A coups de crosse
Fin des années 1960, à Paris, la vie d'une bande de braqueurs.
Avec A coups de crosse, La Manufacture de Livres continue de privilégier une certaine authenticité de l'écriture sur le milieu criminel. Cela nous avait donné, il y a quelques semaines, la réédition du pittoresque Les Louchetracs, dont l'auteur était un ancien braqueur qui avait découvert, sur le tard , la littérature.
Il semble que cela soit également le cas de Jacques Eisenbarth, dont on nous dit qu'il fut délinquant et taulard avant d'écrire des livres. Il nous livre ici la chronique ordinaire – peut-être autobiographique –, d'un groupe d'amis dans le Paris de la fin des années 1960. Entre les exploits violents et solitaires de Fabien, le plus âgé de la bande, et la préparation d'un braquage plus important impliquant toute l'équipe, Eisenbarth décrit un Milieu exempt de toute dimension folklorique. Débarrassé des fantasmes habituels sur les voyous, un peu à la manière de ce qu'avait réalisé Schœndoerffer dans son film Truands (2006), A coups de crosse aurait pu prétendre à la précision et à la sécheresse d'un documentaire.

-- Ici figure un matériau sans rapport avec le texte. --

PR #1004, opened 2025-09-10
refactor: cl arguments always map to regular arguments

K-ballo:
as discussed in #997

### DIFF
--- a/src/lib/MrDocsCompilationDatabase.cpp
+++ b/src/lib/MrDocsCompilationDatabase.cpp
@@ -300,18 +300,6 @@ adjustCommandLine(
         cmdLineCStrs.data() + cmdLineCStrs.size());
 
     // ------------------------------------------------------
-    // Get driver mode
-    // ------------------------------------------------------
-    // The driver mode distinguishes between clang/gcc and msvc
-    // command line option formats. The value is deduced from
-    // the `-drive-mode` option or from `progName`.
-    // Common values are "gcc", "g++", "cpp", "cl" and "flang".
-    StringRef const driver_mode = driver::getDriverMode(progName, cmdLineCStrs);
-    // Identify if we should use "msvc/clang-cl" or "clang/gcc" format
-    // for options.
-    bool const is_clang_cl = driver::IsClangCL(driver_mode);
-
-    // ------------------------------------------------------
     // Supress all warnings
     // ------------------------------------------------------
     // Add flags to ignore all warnings. Any options that
@@ -490,6 +478,18 @@ adjustCommandLine(
     {
       new_cmdline.emplace_back(std::format("-I{}", inc));
     }
+
+    // ------------------------------------------------------
+    // Get driver mode
+    // ------------------------------------------------------
+    // The driver mode distinguishes between clang/gcc and msvc
+    // command line option formats. The value is deduced from
+    // the `-drive-mode` option or from `progName`.
+    // Common values are "gcc", "g++", "cpp", "cl" and "flang".
+    StringRef const driver_mode = driver::getDriverMode(progName, cmdLineCStrs);
+    // Identify if we should use "msvc/clang-cl" or "clang/gcc" format
+    // for options.
+    bool const is_clang_cl = driver::IsClangCL(driver_mode);
 
     // ------------------------------------------------------
     // Adjust each argument in the command line
--- a/src/lib/MrDocsCompilationDatabase.cpp
+++ b/src/lib/MrDocsCompilationDatabase.cpp
@@ -224,6 +224,7 @@ isValidMrDocsOption(
              driver::options::OPT__SLASH_EH,
              driver::options::OPT__SLASH_GR,
              driver::options::OPT__SLASH_GR_,
+             driver::options::OPT__SLASH_M_Group,
 
             // input file options
             //driver::options::OPT_INPUT,
--- a/src/lib/MrDocsCompilationDatabase.cpp
+++ b/src/lib/MrDocsCompilationDatabase.cpp
@@ -402,9 +402,10 @@ adjustCommandLine(
         isExplicitCCompileCommand || (!isExplicitCppCompileCommand && isImplicitCSourceFile);
 
     constexpr auto is_std_option = [](std::string_view const opt) {
-        return opt.starts_with("-std=") || opt.starts_with("--std=") || opt.starts_with("/std:") || opt.starts_with("-std:");
+        return opt.starts_with("-std=") || opt.starts_with("--std=") ||
+            opt.starts_with("/std:") || opt.starts_with("-std:");
     };
-    if (std::ranges::find_if(cmdline, is_std_option) == cmdline.end())
+    if (std::ranges::none_of(cmdline, is_std_option))
     {
         if (!isCCompileCommand)
         {
@@ -440,7 +441,7 @@ adjustCommandLine(
             for (auto const& inc : it->second)
             {
               new_cmdline.emplace_back(std::format("-isystem{}", inc));
-            }          
+            }
         }
     }
 
--- a/src/lib/MrDocsCompilationDatabase.cpp
+++ b/src/lib/MrDocsCompilationDatabase.cpp
@@ -510,8 +510,6 @@ adjustCommandLine(
     while (idx < cmdline.size())
     {
         // Parse one argument as a Clang option
-        // ParseOneArg updates Index to the next argument to be parsed.
-        unsigned const idx0 = idx;
         std::unique_ptr<llvm::opt::Arg> arg =
             opts_table.ParseOneArg(args, idx, visibility);
         if (!isValidMrDocsOption(workingDir, arg))
--- a/src/lib/MrDocsCompilationDatabase.cpp
+++ b/src/lib/MrDocsCompilationDatabase.cpp
@@ -222,6 +222,8 @@ isValidMrDocsOption(
              driver::options::OPT_flang_ignored_w_Group,
              driver::options::OPT__SLASH_O,
              driver::options::OPT__SLASH_EH,
+             driver::options::OPT__SLASH_GR,
+             driver::options::OPT__SLASH_GR_,
 
             // input file options
             //driver::options::OPT_INPUT,
--- a/src/lib/MrDocsCompilationDatabase.cpp
+++ b/src/lib/MrDocsCompilationDatabase.cpp
@@ -525,7 +525,7 @@ adjustCommandLine(
             MRDOCS_ASSERT(arg->getNumValues() == 1);
 
             std::string_view v = arg->getValue();
-            if (v == "c++latest" || v == "c++preview")
+            if (v == "c++latest" || v == "c++23preview")
             {
                 new_cmdline.emplace_back("-std=c++23");
             }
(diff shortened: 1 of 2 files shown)


vinniefalco:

Si tel était le but poursuivi, il n'a guère été servi par la platitude d'écriture et les faiblesses stylistiques d'Eisenbarth. Que ses personnages soient d'une vacuité abyssale, indifférenciés et leur quotidien ennuyeux à en mourir, passe encore. Que leur univers soit réduit à l'étroit microcosme d'amitiés dans lequel ils évoluent et à des atermoiements amoureux confondants de naïveté commence à être plus gênant : tout ceci est à peu près aussi intéressant que la description de la vie d'un comptable... Ce à quoi fait penser le flic Jaboin, ridicule et improbable contrepoint à cet étalage de vie quotidienne, décourageante pour le lecteur.
Que les voyous aspirent à la normalité et au confort d'une existence bourgeoise – par d'autres moyens – et soient des plus conformistes, n'est pas vraiment surprenant. D'autres, cinéastes, romanciers l'ont mieux et déjà dit (même si quelques lecteurs pensent encore que seuls les criminels seraient capables d'écrire sur les criminels). A coups de crosse, long, soporifique et verbeux témoignage semble, dès lors, tout à fait dispensable. Je continue de préférer les hurlements d'Ed Bunker ou la subtilité de Chester Himes, eux aussi anciens délinquants passés par le système carcéral, sauvés par la littérature et véritables romanciers.